Sacramento Kings take a swing at checkout-free tech

Checkout-free tech has only just left the gate, but has tons of promise as a way to shed lines and collect data — just the mix that sports facilities are looking for.

The Sacramento Kings plan to open the new NBA season this fall with a checkout-free store in the Golden 1 Center, the team's high-tech arena which opened in 2016. The Kings deployment is not alone, as Standard Cognition this week announced the Boston Red Sox will deploy checkout-free technology at the new minor league ballpark in Worcester, Mass., when it opens in 2021.

Sparked by Amazon Go, most of the checkout-free deployments have come at smaller grocery stores, convenience stores, or venues that are manufactured specifically for the checkout-free concept. The trick is finding spots that can accommodate the technology — which is designed to recognize items and charge the user's e-commerce account — in locations that aren't necessarily designed for checkout-free shopping and payments.

Golden 1 Center, Sacramento, Calif.
The Golden 1 Center stands in downtown Sacramento, California, U.S., on Tuesday, June 6, 2017. As the cost of daily life tests the bounds of gravity in San Francisco, a beneficiary has emerged 90 miles away. Sacramento, the California capital whose last flirtation with national prominence arguably was during the 19th-century Gold Rush, is seeing its property-tax base and revenue surge. Photographer: David Paul Morris/Bloomberg
David Paul Morris/Bloomberg

Sporting events often adopt new payment technology early. Visa has used the Olympics for years as a testing ground for innovation, and teams such as the Atlanta Falcons and Tampa Bay Rays are aggressively trying to reduce cash use in their facilities. And the Yankees and the Dodgers have both partnered with Postmates to power mobile order and pay inside stadiums.

Much like airports, stadiums have been removing paper and PDF tickets in favor of mobile app ticketing for the past several years. That's habit-forming for the fans, and also fits well with the customer identification required for checkout-free stores. The Kings store uses Zippin's technology, and the fans access the store through check-in via the Kings app or Zippin's app, which previously registered the users' payment credentials.

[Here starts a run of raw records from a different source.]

Issue #3738, opened 2022-04-05
Accelerate recovery process by reading ledger entries range


jumaffre:
When recovering the private/public ledger, we read entries in the ledger one by one. Instead, we could read entries in batch of say, `1000` (operator configurable?) to accelerate the recovery process. 

Current implementation:
https://github.com/microsoft/CCF/blob/caf6a7c6e63ee7fc0751a234cdf15d09f9556292/src/node/node_state.h#L2253-L2261

This would require the host ledger implementation to be changed slightly to return a smaller range when reaching the end of the ledger.

PR #3746, opened 2022-04-06
Decrease recovery time by ~60% by recovering ledger in batches

jumaffre:
Resolves https://github.com/microsoft/CCF/issues/3738

Instead of recovering entries one from the ledger one by one (and thus having the ring buffer overhead for each individual entry), we now recover the entries in batch of `1000`. 

This reduces the time of recovery by ~60% according to my local tests:
```bash
# Live service loaded with vegeta (sandbox)

$ curl https://127.1:8000/node/commit -k
{"transaction_id":"2.5467"}

# Crash service
$ cp -r ./workspace/sandbox_0/0.ledger .

# Before: ~ 15sec for recovery
$ sandbox.sh --recover --ledger-dir 0.ledger ...
[16:17:39.471] Starting 1 CCF node...
[16:17:39.471] Recovering network from:
[16:17:39.471]  - Ledger: 0.ledger/
[16:17:39.471] No available snapshot to recover from. Entire transaction history will be replayed.
[16:17:54.165] Started CCF network with the following nodes:
[16:17:54.165]   Node [0] = https://127.0.0.1:8000

# Now: ~5secs for recovery
$ sandbox.sh --recover --ledger-dir 0.ledger ...
[16:15:12.112] Starting 1 CCF node...
[16:15:12.113] Recovering network from:
[16:15:12.113]  - Common directory: /home/jumaffre/git/CCF/build/workspace/sandbox_common
[16:15:12.113]  - Ledger: 0.ledger/
[16:15:12.113] No available snapshot to recover from. Entire transaction history will be replayed.
[16:15:17.366] Started CCF network with the following nodes:
[16:15:17.367]   Node [0] = https://127.0.0.1:8000
```

This introduces a slight subtlety on the ledger host code: as the enclave now asks for batches of `1000`, the host should be able to return as many entries as it knows if it's asked to read past its `last_idx`, hence the new `strict` mode (default to `true`, unless for recovery).

### DIFF
--- a/src/consensus/ledger_enclave.h
+++ b/src/consensus/ledger_enclave.h
@@ -15,6 +15,37 @@ namespace consensus
   public:
     static constexpr size_t FRAME_SIZE = sizeof(uint32_t);
 
+    /**
+     * Retrieve a single entry, advancing offset to the next entry.
+     *
+     * @param data Serialised entries
+     * @param size Size of overall serialised entries
+     *
+     * @return Raw entry as a vector
+     */
+    static std::vector<uint8_t> get_entry(const uint8_t*& data, size_t& size)
+    {
+      auto header = serialized::peek<kv::SerialisedEntryHeader>(data, size);
+      size_t entry_size = kv::serialised_entry_header_size + header.size;
+      std::vector<uint8_t> entry(data, data + entry_size);
+      serialized::skip(data, size, entry_size);
+      return entry;
+    }
+
+    /**
+     * Skip a single entry, when backup.
+     *
+     * Does not write any entry to the legder.
+     *
+     * @param data Serialised entries
+     * @param size Size of overall serialised entries
+     */
+    static void skip_entry(const uint8_t*& data, size_t& size)
+    {
+      auto header = serialized::read<kv::SerialisedEntryHeader>(data, size);
+      serialized::skip(data, size, header.size);
+    }
+
   private:
     ringbuffer::WriterPtr to_host;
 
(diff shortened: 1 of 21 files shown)


src/node/node_state.h
```diff
@@ -1045,47 +1072,61 @@ namespace ccf
...
     //
-    void recover_private_ledger_entry(const std::vector<uint8_t>& ledger_entry)
+    void recover_private_ledger_entries(const std::vector<uint8_t>& entries)
     {
       std::lock_guard<std::mutex> guard(lock);
       if (!sm.check(NodeStartupState::readingPrivateLedger))
       {
         LOG_FAIL_FMT(
-          "Node is state {} cannot recover private ledger entry", sm.value());
+          "Node is state {} cannot recover private ledger entries", sm.value());
```
eddyashton, line 1081:
```suggestion
          "Node in state {} cannot recover private ledger entries", sm.value());
```

eddyashton (approved):

src/consensus/ledger_enclave.h
```diff
@@ -15,6 +15,23 @@ namespace consensus
...
 
+    /**
+     * Retrieve a single entry, advancing offset to the next entry.
+     *
+     * @param data Serialised entries
+     * @param size Size of overall serialised entries
+     *
+     * @return Raw entry as a vector
+     */
+    static std::vector<uint8_t> get_entry(const uint8_t*& data, size_t& size)
```
achamayou, line 26: @jumaffre could this be a std::span to reduce copies?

The Kings, while not particularly successful on the court, are famed for jumping on board with cutting-edge technology. The new arena features high-speed internet connections, a 6,000 square-foot data center that monitors social media comments about fan experience, sensors that tell fans which restrooms have the shortest lines, and more than a thousand WiFi access points.

The Kings' owner, Vivek Ranadive, is a Silicon Valley veteran and founder of Tibco, a real-time computing company; and Teknekron Software, which develops stock trading technology. Ranadive bought the team with the idea of making the Kings a high-tech franchise. Even before the new arena opened, the Kings were one of the first sports teams to accept bitcoin in 2014.

"When we opened the arena we had a list of places where we found friction. We found stuff like parking, standing in line, and ordering food," said Ryan Montoya, the Sacramento Kings' chief technology officer. "With concessions we're trying to fine tune another part of that experience."

The Kings' goal is to expand checkout-free purchases based on what it learns from the original deployment, which will be on the arena's main concourse. The team has not replaced concession stands, and like most checkout-free stores retains the option of using traditional payment methods.

Montoya expects the concept will work in the arena since it's already designed to accommodate a mobile-only experience. The existing concession stands support mobile order and pay, and some of the arena's turnstiles have handheld scanners that enable 1,000 people per hour to enter the facility.

"People have a ton of things that they struggle to do every day. We're trying to make things as easy as possible," Montoya said.

Despite the category's growing pains — or perhaps because of that — investment is pouring into technology companies that are developing checkout-free technology. The attraction is the video record of purchases, and access to granular data that measures what people purchase — and also how, by reading details such as how people pick up items, or if they read information on packaging.

Montoya did not list marketing or cross-selling as a benefit, focusing instead on user experience. But the combination of checkout-free purchases and the team's other mobile and sensor technology will provide actionable intelligence for new fan engagement ideas.

"Someone who’s already purchased a ticket is a known user with a registered payment credential, especially in a bar code/cell phone activated experience," said Richard Crone, a payments consultant. "Opening up a checkout-free cabinet or pop-up store with autonomous checkout is a natural extension for enhancing the check-in experience with a known user. This would allow personalization in a venue that has always been commoditized across the entire fanbase."

As for the Red Sox deployment, a Standard Cognition spokesperson said in an email that the Red Sox franchise plans to expand the technology to other stadiums in the organization.